*Description of the task:*
Collect every line of the records below that contains the word "isInputRange".

*Data shown:*
PR #6288, opened 2018-03-16
Deprecate binaryReverseArgs in favor of reverseArgs

wilzbach:
`reverseArgs` was added in https://github.com/dlang/phobos/commit/29f3cc23f76c97a2782848033136d2d7ec7ca57e, but isn't in Phobos and [very seldom on GitHub](https://github.com/search?l=D&q=binaryReverseArgs&type=Code&utf8=%E2%9C%93) - considering that almost all matches are either a copy of Phobos or a copy of the same Rosetta solution. For the latter `writefln!"..."` would be the idiomatic code anyhow.

### DIFF
--- a/std/functional.d
+++ b/std/functional.d
@@ -36,7 +36,7 @@ $(TR $(TH Function Name) $(TH Description)
         $(TD Creates a function that binds the first argument of a given function
         to a given value.
     ))
-    $(TR $(TD $(LREF reverseArgs), $(LREF binaryReverseArgs))
+    $(TR $(TD $(LREF reverseArgs))
         $(TD Predicate that reverses the order of its arguments.
     ))
     $(TR $(TD $(LREF toDelegate))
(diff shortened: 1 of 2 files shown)


std/functional.d
```diff
@@ -537,11 +537,28 @@ alias equalTo = safeOp!"==";
 template reverseArgs(alias pred)
 {
     auto reverseArgs(Args...)(auto ref Args args)
-        if (is(typeof(pred(Reverse!args))))
+    if (is(typeof(pred(Reverse!args))))
     {
         return pred(Reverse!args);
     }
 }
+//
```
JackStouffer: did you mean to use `///` here?

wilzbach: Yes. I copied the public tests from binaryReverseArgs as they could be kept.

wilzbach:
BTW would you be okay with removing deprecated symbols from the "module quick overview booktable"?
Imho we shouldn't advertise deprecated symbols there.

JackStouffer:
>BTW would you be okay with removing deprecated symbols from the "module quick overview booktable"?

Yeah that sounds like a good practice, and something that I should add to the DIP.

wilzbach:
So we need @andralex's approval for this simple deprecation or can we move ahead directly?

andralex:
no need but thx

PR #6290, opened 2018-03-16
Fix Issue 18624 - wrong behavior of getSymbolsByUDA if one of the symbols having th…

Spoov:
…e UDA is a function

The last change to getSymbolsByUDA introduced a bug, causing it to ignore some symbols

### DIFF
--- a/std/traits.d
+++ b/std/traits.d
@@ -7877,7 +7877,8 @@ private template getSymbolsByUDAImpl(alias symbol, alias attribute, names...)
             else static if (isFunction!member)
             {
                 enum hasSpecificUDA(alias member) = hasUDA!(member, attribute);
-                alias getSymbolsByUDAImpl = Filter!(hasSpecificUDA, __traits(getOverloads, symbol, names[0]));
+                alias overloadsWithUDA = Filter!(hasSpecificUDA, __traits(getOverloads, symbol, names[0]));
+                alias getSymbolsByUDAImpl = AliasSeq!(overloadsWithUDA, tail);
             }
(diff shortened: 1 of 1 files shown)


std/traits.d
```diff
@@ -8032,6 +8033,21 @@ private template getSymbolsByUDAImpl(alias symbol, alias attribute, names...)
...
+    enum Attr;
+    struct A
+    {
+        @Attr void a();
+        @Attr void a(int n);
+              void b();
+        @Attr void c();
+    }
+
+    static assert(getSymbolsByUDA!(A, Attr).length == 3);
```
wilzbach: Why don't you check the result directly?
(would be more robust)

A simple way would be `getSymbolsByUDA!(A, Attr).stringof == "tuple(a, a, c)"`

wilzbach:
As this is a regression it would be great if you could open an issue for it and reference it in the commit message (`git commit --amend`).

Also it should be rebased to stable:

```
git rebase --onto upstream/stable upstream/master
```

See the message of dlang-bot for details.

wilzbach:
See also https://github.com/dlang/phobos/pull/6292 - that's why linking to the PR is a good idea ...

Spoov:
This is my first Pull Request / Issue here so i didn't tough of doing it. I hope i remember doing it next time :)

wilzbach:
No worries. Nobody is perfect - especially on the first run.
Thanks a lot for your contribution! This will be part of of 2.079.1 - it will be released ~ 1.4.18

PR #6291, opened 2018-03-16
Add public examples to std.conv and enable dscanner check

JackStouffer:


std/conv.d
```diff
@@ -4179,20 +4193,10 @@ if (isInputRange!Source && isSomeChar!(ElementType!Source) &&
 string text(T...)(T args)
 if (T.length > 0) { return textImpl!string(args); }
 
-// @@@DEPRECATED_2018-06@@@
```
JackStouffer: https://github.com/dlang-community/D-Scanner/issues/566

PR #6292, opened 2018-03-17
Fix issue 18624

Biotronic:
getSymbolsByUDA produces wrong result if one of the symbols having the UDA is a function


wilzbach:
See also https://github.com/dlang/phobos/pull/6290 - that's why linking to the PR is a good idea ...

wilzbach:
#6290 is already targeted at stable, so I think it makes sense to focus the efforts on that PR.

PR #6297, opened 2018-03-19
Fix documentation for Take, Cycle, and Choose

JackStouffer:


std/range/package.d
```diff
@@ -1538,37 +1570,6 @@ private struct ChooseResult(R1, R2)
         }
 }
 
-///
-@safe nothrow pure @nogc unittest
```
JackStouffer: https://github.com/dlang-community/D-Scanner/issues/566

std/range/package.d
```diff
@@ -1371,6 +1371,38 @@ if (isInputRange!(Unqual!R1) && isInputRange!(Unqual!R2) &&
...
 }
 
+///
+@safe nothrow pure @nogc unittest
+{
+    import std.algorithm.comparison : equal;
+    import std.algorithm.iteration : filter, map;
+
+    auto data1 = only(1, 2, 3, 4).filter!(a => a != 3);
+    auto data2 = only(5, 6, 7, 8).map!(a => a + 1);
```
wilzbach: I know that this is just copy/pasted, but looking at this I'm not sure whether it's a good idea to use `only` just to be `@nogc`. People are a lot more familiar with arrays.

PR #6537, opened 2018-06-03
fix issue 18937 - [REG 2.080.0] std.experimental.allocator: compiling…

aG0aep6G:
… `make` needs an unreasonable amount of memory for structs that contain static arrays

### DIFF
--- a/std/experimental/allocator/common.d
+++ b/std/experimental/allocator/common.d
@@ -829,7 +829,7 @@ private template isAllZeroBits(T, T value)
 
 @nogc nothrow pure @safe unittest // large static arrays
 {
-    import std.meta: Repeat;
+    import std.meta : Repeat;
     enum n = 16 * 1024;
 
     static assert(isAllZeroBits!(ubyte[n], (ubyte[n]).init));
--- a/std/experimental/allocator/common.d
+++ b/std/experimental/allocator/common.d
@@ -781,13 +781,13 @@ private bool bitwiseIdentical(T)(T a, T b)
     static struct NeverEq
     {
         int x;
-        bool opEquals(NeverEq other) { return false; }
+        bool opEquals(NeverEq other) const { return false; }
     }
 
     static struct AlwaysEq
     {
         int x;
-        bool opEquals(AlwaysEq other) { return true; }
+        bool opEquals(AlwaysEq other) const { return true; }
     }
 
     static foreach (x; AliasSeq!(-1, 0, 1, 2, "foo", NeverEq(0)))
@@ -906,7 +906,7 @@ private template isAllZeroBits(T, T value)
     static struct AlwaysEq
     {
         int x;
-        bool opEquals(AlwaysEq other) { return true; }
+        bool opEquals(AlwaysEq other) const { return true; }
     }
     static assert(AlwaysEq(0) == AlwaysEq(0));
     static assert(AlwaysEq(0) == AlwaysEq(1));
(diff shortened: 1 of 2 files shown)


aG0aep6G:
Adding this PR to the test case from [issue 18937](https://issues.dlang.org/show_bug.cgi?id=18937):

`for dmd in dmd2.079 dmd2.080 dmd2.git; do for v in -version=small -version=large -version=vlarg; do /usr/bin/time -f "$dmd $v: time: %E, memory: %M KiB" $dmd -c -unittest $v test.d; done; done`:

```
dmd2.079 -version=small: time: 0:00.11, memory: 40288 KiB
dmd2.079 -version=large: time: 0:00.11, memory: 40584 KiB
dmd2.079 -version=vlarg: time: 0:00.11, memory: 40768 KiB
dmd2.080 -version=small: time: 0:00.45, memory: 133164 KiB
dmd2.080 -version=large: time: 0:04.62, memory: 1342576 KiB
Error: out of memory
Command exited with non-zero status 1
dmd2.080 -version=vlarg: time: 1:30.94, memory: 3713420 KiB
dmd2.git -version=small: time: 0:00.17, memory: 45272 KiB
dmd2.git -version=large: time: 0:00.15, memory: 50016 KiB
dmd2.git -version=vlarg: time: 0:00.25, memory: 69864 KiB
```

*Solution to this exercise:*
@@ -4179,20 +4193,10 @@ if (isInputRange!Source && isSomeChar!(ElementType!Source) &&
@@ -1371,6 +1371,38 @@ if (isInputRange!(Unqual!R1) && isInputRange!(Unqual!R2) &&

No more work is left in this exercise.